JS is (at least until ECMA6 rolls in) a small, tidy language. It's got some
bad parts, but at its core it is quite manageable. It's useful precisely
because it ignores a lot of the implementation details that make languages
like C or Rust more performant. I'm sick of people saying "JS is bad hurr durr
let's replace it with $PREFERRED_HIPSTER_LANGUAGE".

The real problem is that stupid people write javascript, lazy people write
docs for javascript, and academic people write language extensions. What
happened to C++ and made it a mudball is what is slowly happening to JS, and
what will eventually happen to Rust if it gains any traction.

Instead of replacing asm.js, we should look at a dedicated and simple
programming environment for all browsers that care about performance-critical
code. That environment should be specified as a machine, _and then left the
hell alone until some major change in technology alters the computer
engineering therein_. That way, people can program the performant bytecode in
whatever they want (ASM.js, Rust, D, C, Clojure).

The thing we _really_ need to be doing is encouraging more conservatism in our
work and tools: fewer and better languages, fewer and better libraries, more
and better documentation.
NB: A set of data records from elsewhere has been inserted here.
PR #3187, opened 2022-04-09
experiments to get extended candid-tests passing

crusso:
Mostly good except (only 2 tests fail). Lessons:

- Motoko can't handle empty candid method names
- Future types break moc (in idl subtyping?)
- Moc pretty printing of types of higher order async function types may produce unparseable types, breaking suite.
- mo_idl lib needs a hack to avoid printing type stamps in idl function values and references.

You know, what any other field might consider
_engineering_.

EDIT: On a related note, the W3C and WHATWG and Khronos folks should all only
be allowed to propose things every three years, with all voting done in 6
months. And then limited to adding 2-3 features, tops. Similar for the JS and
IETF folks. This is absurd: spend some time enjoying the fruits of your labors
_before adding more shit that compounds the complexity of working developers '
lives_!

------
thomasfoster96
> We should replace asm.js with Rust

I don't think there is much of an argument in the article for the idea that
Rust is a nice drop-in replacement for JavaScript. Everyone seems to have a
different opinion as to what JavaScript should be replaced by, and I see no
clear leader in the debate at all.

Google of all the players on the web had a good go at Dart and it's been left
as a language that transcompiles to JS. Languages like TypeScript,
CoffeeScript, and dozens of others are all fixing JavaScript to an extent and
then compiling into it. I think that's an acceptable solution to JavaScript's
problems.

I think the author misinterprets what asm.js is actually meant for - the
author gives the impression that asm.js is a very strict subset of JavaScript
which programmers should start programming their web apps in. It's not that,
it's pretty much a compile target for other languages.

Plus, since when have JavaScript bitwise operators been slow? They seen fast
enough to me.

> While at it, what is stopping us to ditch JavaScript altogether?

Well, there's the huge issue of trying to replace JavaScript in every browser,
which would take years. The author is right in that JavaScript was a bit of a
'toy language', but that doesn't necessarily mean it's a lost cause. Removing
JavaScript from the web is going to be a lot harder than adding it.

We're better off just using JavaScript as a compile target if it becomes
unusable.

------
striking
Asm.js still runs in browsers that don't support it. Slowly, but it runs. Rust
would not be able to do that unless it came with a JS recompiler from Rust to
JS. Not that it couldn't work, but it would be quite strange.

------
bobajeff
I like your idea. When can we expect a prototype? Also, will you use WebKit
directly (a la Python-WebKit) or branch Chromium (a la Dartium)?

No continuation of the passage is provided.